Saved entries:
+ + +

PR #152, opened 2020-07-31
Add linting for bakery Python scripts

rnathuji:


tomjw64:
Looks like a job for [autopep8](https://pypi.org/project/autopep8/)!

rnathuji:
@tomjw64 - Thanks for the pointer to autopep8. Unfortunately, even with a couple of `-a`'s thrown in it had issues with some of our long lines. But things are linted now in any case.

PR #156, opened 2020-08-04
Add placeholder pipeline for gdoc creation

tomjw64:


bakery/src/pipelines/gdoc.js
```diff
@@ -0,0 +1,104 @@
...
+    plan: [
+      { get: 's3-queue', trigger: true, version: 'every' },
+      { get: 'cnx-recipes-output' },
+      taskDequeueBook({
+        queueFilename: queueFilename,
+        image: { tag: lockedTag }
+      }),
+      taskFetchBook({ image: { tag: lockedTag } }),
+      taskAssembleBook({ image: { tag: lockedTag } }),
+      taskAssembleBookMeta({ image: { tag: lockedTag } }),
```
rnathuji, line 79: Just to check: It's probably not worth incorporating the recently added `taskLinkExtras` here, since I believe the results of that link fixing are still going to be broken in this context, and the gdoc specific link patching will be a separate task altogether per [cnx 1115](https://github.com/openstax/cnx/issues/1115), correct?

bakery/src/pipelines/gdoc.js
```diff
@@ -0,0 +1,104 @@
...
+  const taskBakeBookMeta = require('../tasks/bake-book-metadata')
+  const taskChecksumBook = require('../tasks/checksum-book')
+  const taskDisassembleBook = require('../tasks/disassemble-book')
+  const taskJsonifyBook = require('../tasks/jsonify-book')
+  const taskValidateXhtml = require('../tasks/validate-xhtml')
+
+  const awsAccessKeyId = env.ENV_NAME === 'local' ? env.S3_ACCESS_KEY_ID : '((aws-sandbox-secret-key-id))'
+  const awsSecretAccessKey = env.ENV_NAME === 'local' ? env.S3_SECRET_ACCESS_KEY : '((aws-sandbox-secret-access-key))'
+  const codeVersionFromTag = env.IMAGE_TAG || 'version-unknown'
+  const queueFilename = `${codeVersionFromTag}.${env.QUEUE_FILENAME}`
```
rnathuji, line 17: General question related to the combination of `S3_QUEUE_STATE_BUCKET` and `QUEUE_FILENAME` in this pipeline. Do we want the queue files for gdoc to live in a separate bucket from web-hosting builds, or the same bucket but different name structure for the file, or some combination of both, or ...?

bakery/src/pipelines/gdoc.js
tomjw64: That seems correct to me. I'll add another comment add a placeholder for that as well.

bakery/src/pipelines/gdoc.js
tomjw64: Seems like there's no specific decision, so I left it as is, since we determined the functionality will at least be similar. I am aiming to kick the can down the road on this one.

PR #158, opened 2020-08-05
refactor link_extras, fix requests.json

ckline-tryptic:


bakery/src/scripts/link_extras.py
```diff
@@ -10,62 +10,102 @@
...
+
+    match = None
+    for book_uuid in canonical_ids:
+        if book_uuid in containing_books:
+            match = book_uuid
+            break
+
+    # handle multiple containing books with no canonical match
+    if match == None:
+        raise Exception("Multiple containing books, no canonical match!")
```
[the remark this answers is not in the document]
tomjw64: Adding
```
if len(containing_books) == 0:
    raise Exception('No containing books')
```
to the top of the function may help.

bakery/src/scripts/link_extras.py
```diff
@@ -10,62 +10,102 @@
...
+        book["ident_hash"].split("@")[0]: book["title"]
+        for book in content["books"]
+    }
+
+
+def match_canonical_book(canonical_ids, containing_books):
+    """match uuid in canonical book list"""
+    if len(containing_books) == 1:
+        [match] = containing_books
+        return match
```
tomjw64, line 58: Kinda unimportant, but binding a new variable doesn't really help us or reduce any complexity for us here. Destructuring the dict into a list masks the fact that containing_books is a dict.
`return list(containing_books.keys())[0]` could be used. Or clearly `return containing_books[0]` could be used if this was simply a list (depending on how you respond to my above comment.

bakery/src/scripts/link_extras.py
```diff
@@ -10,62 +10,102 @@
...
+
+    match = None
+    for book_uuid in canonical_ids:
+        if book_uuid in containing_books:
+            match = book_uuid
+            break
```
tomjw64, line 64:
```suggestion
match = next(filter(lambda uuid: uuid in containing_books, canonical_ids))
```
is an equivalent expression if you think functions read better, but totally up to you.

bakery/src/scripts/link_extras.py
```diff
@@ -10,62 +10,102 @@
...
+
+
+def get_containing_books(server, module_uuid):
+    """get list of books containing module"""
+    req = requests.get(f"https://{server}/extras/{module_uuid}")
+    req.raise_for_status()
+
+    content = req.json()
+
+    return {
```
tomjw64, line 48: We never really use the values of this dict, only the keys. Do we plan to use the values? Is it worth making this a list?

bakery/src/scripts/link_extras.py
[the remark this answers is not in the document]
tomjw64: Although, this may also be a corner case we don't care about, since no module should be standalone without a parent collection.

PR #715, opened 2026-05-06
Suppress sharing warnings when no sharing is possible

kinyatoride:
# Suppress sharing warnings when no sharing is possible

## Problem

`UltraPlotWarning`s about axis sharing fired in cases where the user did not request sharing or where sharing was not possible at all:

- `uplt.subplots(proj='polar', ncols=2, nrows=3, share=0)` — the user explicitly disabled sharing, but construction and every subsequent `draw` emitted `Skipping incompatible y-axis sharing for PolarAxes and PolarAxes: different axis families.` and `Tick label sharing not implemented for <class 'ultraplot.axes.polar.PolarAxes'> subplots.`
- `uplt.subplot(proj='polar')` / `uplt.subplots(proj='polar')` — a single polar axis has nothing to share with, but `Tick label sharing not implemented for <PolarAxes> subplots.` still fired four times per draw.

## Fix

Two unrelated paths needed gating:

- **`Axes._apply_auto_share`** (`ultraplot/axes/base.py`) called `Figure._partition_share_axes` for x and y unconditionally. Wrapped the external-share blocks in `if self.figure._sharex > 0:` / `if self.figure._sharey > 0:`, mirroring the existing panel-share guards just above.

- **`Figure._share_ticklabels`** (`ultraplot/figure.py`) ran `_compute_baseline_tick_state` (which emits the `Tick label sharing not implemented` warning for unsupported axes types) before checking whether the group could actually share. Skip the group up front when it has fewer than two axes or when no axes have effective share level >= 3.

Explicit `share='all'` (or any level >= 1) on multiple polar / mixed cart-polar grids still warns as before — that case is informative.

## Tests

Added regression tests in `ultraplot/tests/test_figure.py`:

- `test_share_zero_polar_emits_no_warnings` — `share=0` on an all-polar grid.
- `test_share_zero_mixed_cartesian_polar_emits_no_warnings` — `share=0` on a mixed cart/polar grid.
- `test_share_default_single_polar_emits_no_warnings` — default share on a single-axis polar figure via `uplt.subplots`.
- `test_share_default_single_polar_subplot_singular_emits_no_warnings` — same via `uplt.subplot` (singular).

Existing `test_explicit_share_warns_for_mixed_cartesian_polar` continues to pass, confirming the explicit-share warning path is preserved. All 23 share-related tests pass; broader `test_figure.py` / `test_subplots.py` / `test_projections.py` (139 tests) also pass.

### DIFF
--- a/ultraplot/axes/base.py
+++ b/ultraplot/axes/base.py
@@ -1347,22 +1347,24 @@ class Axes(_ExternalModeMixin, maxes.Axes):
 
         # External axes sharing, sometimes overrides panel axes sharing
         # Share x axes within compatible groups
-        axes_x = self._get_share_axes("x")
-        for group in self.figure._partition_share_axes(axes_x, "x"):
-            if not group:
-                continue
-            parent, *children = group
-            for child in children:
-                child._sharex_setup(parent)
+        if self.figure._sharex > 0:
+            axes_x = self._get_share_axes("x")
+            for group in self.figure._partition_share_axes(axes_x, "x"):
+                if not group:
+                    continue
+                parent, *children = group
+                for child in children:
+                    child._sharex_setup(parent)
 
         # Share y axes within compatible groups
-        axes_y = self._get_share_axes("y")
-        for group in self.figure._partition_share_axes(axes_y, "y"):
-            if not group:
-                continue
-            parent, *children = group
-            for child in children:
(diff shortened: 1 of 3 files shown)


cvanelteren:
Thanks!

PR #721, opened 2026-05-12
Fix tick visibility leaking from styles in alternative axes

cvanelteren:
When applying custom styles like dark_background, matplotlib's styling dictionaries often include explicit boolean flags for tick visibility on all sides (e.g. left, right, top, bottom). Previously, UltraPlot queried these style settings using _get_tickline_props and inadvertently reapplied them to the axes, completely overriding UltraPlot's internal locators. This caused bugs such as the left axis displaying right ticks and the right axis displaying left ticks when a style was active. By aggressively popping visibility keys out of the retrieved styling dictionary, we ensure that themes strictly govern visual appearances (color, width, padding) without hijacking the structural tick visibility correctly managed by the format methods.

### DIFF
--- a/ultraplot/tests/test_axes_alt_styles.py
+++ b/ultraplot/tests/test_axes_alt_styles.py
@@ -1,0 +1,45 @@
+import pytest
+import ultraplot as uplt
+
+
+def test_alt_axes_styling_dark_background():
+    """
+    Test that applying dark_background style does not leak tick visibility
+    settings and correctly preserves alternative axes tick locations.
+    """
+    with uplt.rc.context(style="dark_background"):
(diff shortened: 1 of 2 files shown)


ultraplot/tests/test_axes_alt_styles.py
munechika-koyo, line 1: Should we check whether each axis's color is correct, not just visibility?
Checking `t.get_color() == #xxxxxx`, `ax.yaxis.label.get_color() == #xxxxxx`, `ax.spines["left"].get_edgecolor() == (x, x, x, 1.0)`,  etc. should be useful.

PR #738, opened 2026-06-19
Allow colorbars to attach to inset axes

### LINKED ISSUE #737: [Feature request] inset colorbars
Colorbars are currently not supported on insets; we should change that!

cvanelteren:
Closes #737 
Colorbars requested on inset axes with side locations now stay attached to the inset instead of trying to allocate a subplot panel, which fails for axes without a subplot spec. The change remaps side requests to inset colorbar placements with side-appropriate default orientations and adds a regression test covering both direct inset-axis calls and figure-level calls that target an inset axis.

### DIFF
--- a/ultraplot/axes/base.py
+++ b/ultraplot/axes/base.py
@@ -726,11 +726,12 @@ class _TransformedBoundsLocator:
 class _SideColorbarLocator:
     """Position a side colorbar beyond its parent axes decorations."""
 
-    def __init__(self, parent, side, bounds, pad):
+    def __init__(self, parent, side, bounds, pad, previous=()):
         self._parent = parent
         self._side = side
         self._bounds = bounds
         self._pad = pad
+        self._previous = tuple(previous)
 
     def __call__(self, ax, renderer):
         parent = self._parent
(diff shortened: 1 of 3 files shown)


cvanelteren:
test

Example

```python
import numpy as np
import ultraplot as uplt

data = np.random.rand(10, 10)
x = 0.35
fig, ax = uplt.subplots()
inax = ax.inset_axes([0.55, 0.45, x, x])
inax.pcolormesh(
    data,
    colorbar="t",
    colorbar_kw=dict(width=0.85),
)
```

gepcel (approved):
I haven't had time to test this yet—don't let me hold up the process.

cvanelteren:
There is no rush @gepcel

cvanelteren:
I will merge it by Friday if I don't here anything fyi @gepcel if you have time before to test stuff then would love to get your feedback.

ultraplot/axes/base.py
```diff
@@ -671,6 +671,58 @@ def _align_bbox(align, length):
     return mtransforms.Bbox(bounds)
 
 
+def _get_side_colorbar_ticklocation(side, orientation, tickloc, ticklocation):
+    """Return the outward-facing tick location for a side colorbar."""
+    if orientation == "horizontal":
+        default = "top" if side == "top" else "bottom"
```
gepcel, line 681: If orientation is horizontal, I think the default should be "bottom".

gepcel: Because both ultraplot and matplotlib use bottom as default position for horizontal colorbar. Other than this, I'm ok with this.

cvanelteren: ah good catch will do that.

gepcel: You can merge when you think it's ready. This is an execellent feature.

cvanelteren:
Thanks @gepcel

+ + +

# [Required work]
Please copy each line of the entries in which the word "groups" shows up.

# [Response for this exercise]
         # Share x axes within compatible groups
         # Share y axes within compatible groups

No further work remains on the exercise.